Okay. Thanks. Let me just begin by saying that Q4 was a good quarter on a number of fronts. And in spite of everything that we faced, we still executed and delivered. The Q4 business results were slightly below our guidance on a revenue basis. But non-GAAP earnings turned out to be well above the guidance due to some of the precautionary controls that we had put in place through most of the past year, and then also some incremental tax benefits.
As always, the numbers that we are using are non-GAAP, and historically consistent fashion. And just as a reminder for us, non-GAAP earnings include the add-back for purchase accounting treatment of acquired deferred revenue, acquisition-related amortization, and stock-based compensation adjustments for 2007, 2008, and these are detailed in our earnings announcement.
So from a high-level perspective this was, again, a very good quarter. Even in these tougher economic times, and off a very strong comparable that included five seven-figure deals.

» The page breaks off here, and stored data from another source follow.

PR #2591, opened 2020-12-08
EBP: Make sure Youtube dialog doesn't stretch offscreen

SammyIsConfused:
##### Checklist

##### Description of change
Bit of a quick win that fell out of work involved with #2577. I won't be adding additional EBP changes to this PR as this is not scheduled work.
When the YouTube search happens, all of the results get put into the dialog list. Without a max-height, this causes the dialog to stretch down which looks strange. 
- Added a max-height for the YouTube Dialog
- Set overflow-y to scroll
- Added standard box shadow and border radius to dialog
- Move dialog upwards to make room for more results

Before change: 
Peek 2020-12-08 16-35
After change: 
Peek 2020-12-15 10-15

### DIFF
--- a/Source/Plugins/Core/com.equella.core/resources/web/sass/legacy.scss
+++ b/Source/Plugins/Core/com.equella.core/resources/web/sass/legacy.scss
@@ -540,6 +540,11 @@ select[multiple="multiple"] {
   width: 200px;
 }
 
+#youtube-query ~ .modal-search-results {
+  max-height: 300px;
+  overflow-y: scroll;
+}
+
 .modal-search-result li {
   position: relative;
   margin: 0 0 10px 0;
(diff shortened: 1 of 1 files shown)


edalex-ian (commented):
Thanks for the improvement @SammyIsConfused , but I'm not sure about the small size of the dialog. The new size really only fits one at a time, and so makes it somewhat difficult to scroll results.

I feel it needs one or both of:

* something like `75vh`
* use `position: sticky` so that the top of the dialog scrolls to almost the top and then pauses while the rest then scrolls. :thinking:

SammyIsConfused:
> Thanks for the improvement @SammyIsConfused , but I'm not sure about the small size of the dialog. The new size really only fits one at a time, and so makes it somewhat difficult to scroll results.
> 
> I feel it needs one or both of:
> 
>     * something like `75vh`
> 
>     * use `position: sticky` so that the top of the dialog scrolls to almost the top and then pauses while the rest then scrolls. thinking

Used 75vh. Tried to get position: sticky to work but the header hierarchy of the dialog made it awkward to get working nicely. That said we at least keep the title of the dialog showing now.

edalex-ian (approved):
Very nice. I love the application of `buttonShadowBorder` too. :+1:

PR #2594, opened 2020-12-10
Properly check whether thumbnail generation is timeout or not.

PenghaiZhang:
##### Checklist

- [ ] tests are included

##### Description of change

Since the Java method `waitFor` returns a boolean to indicate whether the process is finished or not, we should use this boolean rather than using `StreamReader.isFinished()`.  With this change, I no longer have errors like `kill and pgrep calls` and `Error generating thumbnail` locally.

In terms of why `StreamReader.isFinished()` is not working reliably, I think we need to dig into its `run`.

### DIFF
--- a/Platform/Plugins/com.tle.platform.common/src/com/tle/common/util/ExecUtils.java
+++ b/Platform/Plugins/com.tle.platform.common/src/com/tle/common/util/ExecUtils.java
@@ -89,7 +89,7 @@ public final class ExecUtils {
       } else {
         StringBuilder errorOutput = new StringBuilder();
         CharStreams.copy(new InputStreamReader(getChildPid.getErrorStream()), errorOutput);
-        LOGGER.debug("getChildPid function did not run properly.\n" + errorOutput);
+        LOGGER.warn("getChildPid function did not run properly.\n" + errorOutput);
       }
       getChildPid.destroy();
 
@@ -261,8 +261,10 @@ public final class ExecUtils {
       int pid = getPidOfProcess(proc).orElse(0);
       final StreamReader stdOut = cp.getSecond();
       final StreamReader stdErr = cp.getThird();
-      boolean isFinished = proc.waitFor(durationInSeconds, TimeUnit.SECONDS);
-      if (!isFinished) {
+      final boolean timeout = !proc.waitFor(durationInSeconds, TimeUnit.SECONDS);
+      if (timeout) {
+        // If the process is not terminated before the given timeout is reached,
+        // kill the process and throw an InterruptedException.
         String platform = determinePlatform();
         if (platform.equals(PLATFORM_LINUX) || platform.equals(PLATFORM_LINUX64)) {
           killLinuxProcessTree(pid);
--- a/Platform/Plugins/com.tle.platform.common/src/com/tle/common/util/ExecUtils.java
+++ b/Platform/Plugins/com.tle.platform.common/src/com/tle/common/util/ExecUtils.java
@@ -92,12 +92,16 @@ public final class ExecUtils {
         LOGGER.debug("getChildPid function did not run properly.\n" + errorOutput);
       }
       getChildPid.destroy();
-      // convert string to array of ints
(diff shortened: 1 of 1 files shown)


ChristianMurphy (approved):

Platform/Plugins/com.tle.platform.common/src/com/tle/common/util/ExecUtils.java
```diff
@@ -257,8 +261,8 @@ public static ExecResult execWithTimeLimit(
       int pid = getPidOfProcess(proc).orElse(0);
       final StreamReader stdOut = cp.getSecond();
       final StreamReader stdErr = cp.getThird();
-      proc.waitFor(durationInSeconds, TimeUnit.SECONDS);
-      if (!stdErr.isFinished() || !stdOut.isFinished()) {
+      boolean isFinished = proc.waitFor(durationInSeconds, TimeUnit.SECONDS);
```
SammyIsConfused, line 264: This could probably be used directly in the if, rather being set to a `boolean isFinished` since it never gets referred to again after that.

SammyIsConfused (approved):
Looks great Penghai, thanks for fixing this up. 
Just one tweak and then I'd say this is good to go.

Platform/Plugins/com.tle.platform.common/src/com/tle/common/util/ExecUtils.java
```diff
@@ -92,12 +92,16 @@ public static void killLinuxProcessTree(int pid) {
...
       getChildPid.destroy();
-      // convert string to array of ints
-      pids =
-          Optional.of(
-              Arrays.stream(childPid.toString().replaceAll("\n", " ").split(" "))
-                  .mapToInt(Integer::parseInt)
-                  .toArray());
+
+      String childPidInfo = childPid.toString();
+      if (!childPidInfo.isEmpty()) {
```
edalex-ian, line 97: Why would it be empty? Is it simply a normal situation, in that there were no child PIDs? Or it is always due to an error situation from going into the `else` block on line 89?

I'm just wondering if this needs a companion `else` block to either log the situation, or to throw an exception. :thinking: Or if it's just normal - i.e. there may be no child PIDs sometimes - then this is just a guard against this processing. Maybe a comment in this case would highlight the assumption. :thinking:

Platform/Plugins/com.tle.platform.common/src/com/tle/common/util/ExecUtils.java
edalex-ian: I see this as aiding doco. I would say though, doco could be further assisted with something completely underlining the intent:

```java
final boolean timeout = !proc.waitFor(...);
if (timeout) {
  // ...
}
```

edalex-ian (approved):
GTG. Just offering a few things for you to ponder.

Platform/Plugins/com.tle.platform.common/src/com/tle/common/util/ExecUtils.java
SammyIsConfused: There may be no child PIDs sometimes - in fact most cases. PDF extraction causes ImageMagick to open Ghostscript which is the child PID - but for case in which ImageMagick can handle things fine on its own, such as most images, there will be no delegate process opened.

PenghaiZhang: I feel we need to throw an runtime exception in the `else` block on line 89 if `getChildPid` fails for some unknown reasons.

PenghaiZhang: Ah perhaps it's better to do a LOGGER.error rather than throwing an exception.

SammyIsConfused: I agree on the LOGGER.warn.

PR #571, opened 2021-08-26
Don't default to 2 color mode (Black & White) during boot on Amiga

MBeijer:


MBeijer:
> Hi Marlon - it might be an idea to add a bit more verbosity about why this change is necessary.

Hi Nick,

Sorry, I thought it was verbose enough! :D On Amiga in earlyboot / boot with no startup-sequence everything is black and white. It works fine for early boot menu, but when you get into the "no startup-sequence" part, it should have more colors. This is at least how it is on Kickstart 3.1.

This change goes from 1bit mode (black and white) to 2bit mode (4 colors) to mimic the behaviour on classic Amiga kickstarts. Works fine on OCS, ECS and AGA.

Is this undesired?

PR #581, opened 2022-05-04
Safechanges

deadw00d:
This is a set of unrelated small changes which should generally be "safe". They were tested in my repository on linux-x86_64 and amiga-m68k targets, as well as build tested with linux-x86_64 in this repository.


Kalamatee:
Hi @deadw00d - 058adab causes a conflict (trunk use 2.12.1 now), and 6b66ac8 doesn't apply (we use version 1.2.12). Can you remove/adjust those and issue a new pull request please?

deadw00d:
Ok, I will fix the freetype2 patch. As for zlib patch, I didn't get conflict when rebasing. The change of download directory to /fossils/ should not cause problems, because that directory also contains the most recent release. The change was made so that when next release of zlib comes out, the build is not broken. If you prefer me to remove this change, let me know.

deadw00d:
Branch is now rebased and freetype conflict fixed.

PR #593, opened 2022-12-25
Misc changes 2022 H2

deadw00d:
Number of changes to different components. Build-tested on linux-x86_64


deadw00d:
One of the changes here seems to stop raspi-armhf from building. I will look into this and submit another PR.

For the quarter, we reported solid financial performance with non-GAAP revenues of $143.3 million. This represents a 29% increase from last year's Q4 of $111.2 million. This is a tad under our guidance of the $145 million to $149 million range but currency was all over the map to the tune of slightly north of $5 million in net negative impact compared to last Q4. Non-GAAP diluted earnings per share increased 14%, with non-GAAP EPS of $0.50, up from last Q4's comparable of $0.44.

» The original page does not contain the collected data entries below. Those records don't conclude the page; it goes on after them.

PR #596, opened 2022-12-30
Fix build under ARM

deadw00d:
va_list is not a pointer, but a structure under ARM. Follow approach used in locale.library

### DIFF
--- a/workbench/libs/muimaster/mui_request.c
+++ b/workbench/libs/muimaster/mui_request.c
@@ -41,6 +41,16 @@ AROS_UFH2S(void, len_func,
     
     AROS_USERFUNC_EXIT
 }
+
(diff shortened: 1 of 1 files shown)


deadw00d:
FYI: there also seems to be some problem related to mingw32-x86_64 build and I can't figure it out - some sort of linking problem. Hopefully Kalamatee can look into this at some point.

deadw00d:
Also, maybe you can consider enabling discussions features on AROS repo. This would allow keeping all the discussions and resolving of problems related to my code merges into one thread. My general intention is do provide my work on a quarterly / half-year basis.

mattrust:
Regarding discussions: done. Please tell me if it works for you.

Now, I mentioned that the incremental tax benefits when we adjust for the incremental tax benefit in each of those quarters, the operational comparison is actually about $0.48, up from $0.40, or about a 20% increase. EPS performance was driven by steady non-GAAP revenues combined with business model adjustments that we made in connection with the Ansoft acquisition and in response to the economy.
Just as in the past few years, both have been driven by increasing customer adoptions. But we are also aided by positive vectors in the Ansoft integration and our own long-standing disciplined approach to spending.
Secondly, most of the major aspects of the business performed as anticipated. Each geography grew, and we had significant input from each major product line. We saw continued strong growths in operating margins, cash flows, and a stable business model. So basically almost every metric was positive there.
We saw a fair amount of resiliency in our customer engagements that included expansion in our major accounts and the addition of many new customers. Equally important, our recurring base continued to be strong, even in these difficult times. We even saw a few of the seven-figure orders which contributed some new license business for the quarter, but disproportionately to building the deferred revenue balance.
There was continued expansion of portfolio sales and cross selling, and something that we expect to cultivate with Ansoft over the next few years.
Anecdotally, customers are still telling us that even in the tougher economic times there's a heightened need on their part for product innovation. So while this is far from bulletproof, they generally feel that they can not achieve this mission with lower end or less-capable solutions.
So this is one of the major factors that's seen us through a wide range of economic conditions while still filling a critical customer need. We believe that the combination of this depth and breadth of our simulation capabilities combined with the power of a flexible and open Workbench platform put us in even better position to increase our market share and expand relationships within our existing and extensive customer base.
So with that in mind, I will go into the operational highlights. And I guess before I go into the operational highlights, I would like to set the high level stage because there will be a number of different ways that we are presenting numbers.
And I know everybody likes to look at them from a different perspective. So first of all, with the Ansoft acquisition we have some non-comparability in the quarterly numbers and, to a lesser degree, to an annual basis. So we are going to be talking in terms of both total numbers and organic numbers to provide that particular look.